WORK TASK:
Your task is to show every line in the listing below that includes "together".

MATERIAL SUPPLIED:
PR #742, opened 2025-05-06
Add Document open and document close d-bus signals

SebastiaanBooman:
This PR adds d-bus signals for document open and document close events.

I would like to be able listen for document open and close events. In this PR the document metadata is included in the open event, whilst the close event only contains the filename. Perhaps it would be a better idea to ensure the data sent in the close and open events are identical.

Perhaps a different/external document identifier could be used as the same file can be opened multiple times in the same Zathura process. This would make it hard to track exactly which file got opened/closed,

The first commit contains a refactor for the meta_fields struct retrieval. I added a const contraint to zathura_document_get_plugin in internal.h. This is due to having to import internal.h in document.c as it uses zathura_document_information_type_t. Without this change I got a "conflicting types" error in document.c. I am not that experienced in C so let me know if this change does not make sense.

In the future I would also like to add events for page switches, which would include:
- page number that got switched to
- previous page number
- document identifier (filename ?)

### DIFF
--- a/zathura/commands.c
+++ b/zathura/commands.c
@@ -221,39 +221,22 @@ bool cmd_info(girara_session_t* session, girara_list_t* UNUSED(argument_list)) {
     return false;
   }
 
-  struct meta_field {
-    const char* name;
-    zathura_document_information_type_t field;
-  };
+  size_t meta_fields_count = 0;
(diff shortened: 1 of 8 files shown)


sebastinas:
Sorry for the delay. I rebased and merged your changes.

PR #745, opened 2025-06-02
feat(render): optional lightness adjustment when recoloring

### LINKED ISSUE #276: Enhance font thickness
*On GitLab by @miseran on Jun 9, 2021, 10:54*

---

On low DPI displays, some fonts (like computer modern) can be very thin and hard to read. This is especially the case when using a dark recolor. It would be great if zathura could provide a feature to enhance legibility in that case.

I don't know if there is a way to improve this on the side of poppler / mupdf through font hinting or some such. If not, I suggest a setting to apply gamma correction to the output. I hacked together a proof of concept that applies a gamma correction of 1.5 before recoloring, see the following screenshot. In my opinon, the gamma corrected output (the lower screenshot) is much easier on the eyes. If there is interest, I can try implementing gamma correction as a proper setting.

zathura-gamma

MithicSpirit:
Some thinner fonts (e.g., Computer Modern Roman) can be harder to read when recoloring. This implements the option `recolor-adjust-lightness`, which adjusts the lightness before recoloring, improving readability.

The adjustment is implemented with a quartic curve. The adjusted lightness is then averaged against the original lightness, weighed by saturation, which makes colors less “washed out” (this was particularly annoying for graphics like TikZ). The weighing is not implemented when “recolor-keephue” is disabled for technical reasons, although it also improves the readability of darker colors.

Fixes #276

Note: rewritten June 6th, June 9th.

### DIFF
--- a/zathura/render.c
+++ b/zathura/render.c
@@ -39,6 +39,7 @@ typedef struct private_s {
     bool enabled;
     bool hue;
     bool reverse_video;
+    bool adjust_lightness;
   } recolor;
 
   atomic_bool about_to_close; /**< Render thread is to be freed */
@@ -93,9 +94,10 @@ static void zathura_renderer_init(ZathuraRenderer* renderer) {
   g_mutex_init(&priv->mutex);
 
   /* recolor */
-  priv->recolor.enabled       = false;
-  priv->recolor.hue           = true;
-  priv->recolor.reverse_video = false;
+  priv->recolor.enabled          = false;
+  priv->recolor.hue              = true;
+  priv->recolor.reverse_video    = false;
+  priv->recolor.adjust_lightness = false;
 
   /* page cache */
   priv->page_cache.size             = 0;
@@ -291,6 +293,21 @@ void zathura_renderer_enable_recolor_reverse_video(ZathuraRenderer* renderer, bo
   ZathuraRendererPrivate* priv = zathura_renderer_get_instance_private(renderer);
   priv->recolor.reverse_video  = enable;
 }
+
+bool zathura_renderer_recolor_adjust_lightness_enabled(ZathuraRenderer* renderer) {
+  g_return_val_if_fail(ZATHURA_IS_RENDERER(renderer), false);
+
+  ZathuraRendererPrivate* priv = zathura_renderer_get_instance_private(renderer);
+  return priv->recolor.adjust_lightness;
+}
+
+void zathura_renderer_enable_recolor_adjust_lightness(ZathuraRenderer* renderer, bool enable) {
+  g_return_if_fail(ZATHURA_IS_RENDERER(renderer));
+
+  ZathuraRendererPrivate* priv   = zathura_renderer_get_instance_private(renderer);
+  priv->recolor.adjust_lightness = enable;
+}
+
 void zathura_renderer_set_recolor_colors(ZathuraRenderer* renderer, const GdkRGBA* light, const GdkRGBA* dark) {
   g_return_if_fail(ZATHURA_IS_RENDERER(renderer));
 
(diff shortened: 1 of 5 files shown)


zathura/callbacks.c
```diff
@@ -568,6 +568,60 @@ void cb_setting_recolor_keep_reverse_video_change(girara_session_t* session, con
   }
 }
 
+void cb_setting_recolor_adjust_lightness_change(girara_session_t* session, const char* name,
```
sebastinas, line 571: All these callbacks can be moved to config.c.

zathura/render.c
```diff
@@ -518,6 +567,13 @@ static void recolor_slow(ZathuraRendererPrivate* priv, unsigned int page_width,
       rgb2.blue * rgb2.alpha - l2,
   };
 
+  bool adjust_lightness = priv->recolor.adjust_lightness;
+  bool adjust_lightness_invert = priv->recolor.adjust_lightness_invert;
+  double adjust_lightness_threshold = priv->recolor.adjust_lightness_threshold;
+  if (adjust_lightness_invert)
```
sebastinas, line 573: We are using braces also for single statement blocks.

zathura/render.c
```diff
@@ -542,6 +598,22 @@ static void recolor_slow(ZathuraRendererPrivate* priv, unsigned int page_width,
       /* compute h, s, l data   */
       double l = weights[0] * rgb[0] + weights[1] * rgb[1] + weights[2] * rgb[2];
 
+      if (adjust_lightness) {
+        /* Work with the complement when inverting. */
+        if (adjust_lightness_invert)
```
sebastinas, line 603: As above

zathura/render.c
```diff
@@ -542,6 +598,22 @@ static void recolor_slow(ZathuraRendererPrivate* priv, unsigned int page_width,
...
+          l = 1 - l;
+        /* Only apply the lightness adjustment if it is below the threshold. */
+        if (l < priv->recolor.adjust_lightness_threshold) {
+          /* Rescale the factor by the threshold so the curve is continuous. */
+          double factor = l * inv_adjust_lightness_threshold;
+          /* Apply factor twice for cubic curve. */
+          l = l * factor * factor;
+        }
+        /* Undo complement when inverting. */
+        if (adjust_lightness_invert)
```
sebastinas, line 613: As above

zathura/render.c
```diff
@@ -591,6 +663,13 @@ static void recolor_fast(ZathuraRendererPrivate* priv, unsigned int page_width,
 
   const double rgb_diff[] = {rgb2.red - rgb1.red, rgb2.green - rgb1.green, rgb2.blue - rgb1.blue};
 
+  bool adjust_lightness = priv->recolor.adjust_lightness;
+  bool adjust_lightness_invert = priv->recolor.adjust_lightness_invert;
+  double adjust_lightness_threshold = priv->recolor.adjust_lightness_threshold;
+  if (adjust_lightness_invert)
```
sebastinas, line 669: As above

sebastinas (changes requested):

MithicSpirit:
This has been updated to be significantly simpler. The threshold and inversion were removed, and now it uses a squared curve rather than cubic. However, the effect is reduced linearly as saturation increases.

I found that inversion was useless (it would only help with readability if the foreground color was darker than the background, but that is the default and already looks fine imo).

As for the threshold, that was mainly implemented to prevent the effect from making colorful graphics hard to see (the increase in lightness makes the colors appear "washed out", which blends them together). This is much better handled by scaling with saturation.

I'll be testing this for a few more days again, but I think it's pretty close to being ready for review now.

MithicSpirit:
Some more testing indicated that a quadratic curve was still insufficient. We are now up to a quartic curve, which offers a good balance of maximizing legibility without making graphics illegible (due to the saturation weighing).

I'm tempted to start adding options to control these things, but I'm trying to hold back for now. Maybe in the future a better formula can be determined.

PR #749, opened 2025-06-03
Small File Explorer

dgshanee:
zathura_fe

It's not nearly finished, but I think an :fe command to access a file explorer could be neat. 

My implementation required Typst. Let me know


dgshanee:
@sebastinas Cool. I'll start working in that direction now. Thanks!

PR #752, opened 2025-06-06
Scroll search

### LINKED ISSUE #751: Problems with dynamic page allocation #721

### Problem

I encounter various issues with the dynamic page allocation introduced in #721.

SOLUTION TO THE PROBLEM:
I don't know if there is a way to improve this on the side of poppler / mupdf through font hinting or some such. If not, I suggest a setting to apply gamma correction to the output. I hacked together a proof of concept that applies a gamma correction of 1.5 before recoloring, see the following screenshot. In my opinon, the gamma corrected output (the lower screenshot) is much easier on the eyes. If there is interest, I can try implementing gamma correction as a proper setting.
As for the threshold, that was mainly implemented to prevent the effect from making colorful graphics hard to see (the increase in lightness makes the colors appear "washed out", which blends them together). This is much better handled by scaling with saturation.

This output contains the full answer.